TASK TO COMPLETE
The lines to find are those in the entries that hold the word "introduced"; copy every one of them.

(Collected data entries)
PR #10605, opened 2024-09-14
[audin,winmm]Windows audio record support stereo, /microphone:format:1 no noise

cumt2010:
/microphone:format:1, use `WAVE_FORMAT_PCM` format, 2 channels, it's almost all noise in Windows.
After comment this, it works well, no noise, very clear

### DIFF
--- a/channels/audin/client/winmm/audin_winmm.c
+++ b/channels/audin/client/winmm/audin_winmm.c
@@ -337,16 +337,16 @@ static UINT audin_winmm_set_format(IAudinDevice* device, const AUDIO_FORMAT* for
 		{
 			/* BUG: Many devices report to support stereo recording but fail here.
 			 *      Ensure we always use mono. */
-			if (ppwfx->nChannels > 1)
-			{
-				ppwfx->nChannels = 1;
-			}
+			// if (ppwfx->nChannels > 1)
+			//{
+			//	ppwfx->nChannels = 1;
+			//}
 
-			if (ppwfx->nBlockAlign != 2)
-			{
-				ppwfx->nBlockAlign = 2;
-				ppwfx->nAvgBytesPerSec = ppwfx->nSamplesPerSec * ppwfx->nBlockAlign;
-			}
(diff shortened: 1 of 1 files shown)


akallabeth (changes requested):
this check was introduced exactly because of bugs with a lot of hardware (see comment)
so a little more explanation and your test cases are required to approve this.

cumt2010:
> this check was introduced exactly because of bugs with a lot of hardware (see comment) so a little more explanation and your test cases are required to approve this.

OS: Windows 10 1703
Mic: Intel SST Audio Device (WDM)

by the way, i want use WAVE_FORMAT_OPUS format,  how to do?
1. What's the correct command line?
2. -DWITH_OPUS=ON

Thanks a lot.

akallabeth:
> by the way, i want use WAVE_FORMAT_OPUS format, how to do?

connect to `gnome-remote-desktop` ;)
check https://learn.microsoft.com/en-us/openspecs/windows_protocols/ms-rdpeai/d04ffa42-5a0f-4f80-abb1-cc26f71c9452 for supported formats by windows servers. (basically boils down to some old compression formats, `PCM` and `AAC`)
 
>     1. What's the correct command line?
`/microphone` or `/sound`.
anything else is just for *specialized*  use cases, try to avoid parameters. (the server, aka remote end, does choose from what the client supports, so if you set something the server does not support and deactivate all other stuff you end up with a broken config)

cumt2010:
> approve this.

Thanks very much, got it. 
Just use this parameter as bellow, record and playback works very well

Linux:
/microphone:sys:alsa,format:1
/sound:sys:alsa

Windows:
/microphone:format:1
/sound
add comment this, it works.

Now, A new issue for me:  the sound delay is getting worse. sometimes more than 30 secs.

mfleisz:
Just tested with wfreerdp using `/microphone /sound` and I was able to record/playback in the session without any glitches.
Closing as this doesn't fix anything generally broken.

RESPONSE TO THE EXERCISE
this check was introduced exactly because of bugs with a lot of hardware (see comment)
> this check was introduced exactly because of bugs with a lot of hardware (see comment) so a little more explanation and your test cases are required to approve this.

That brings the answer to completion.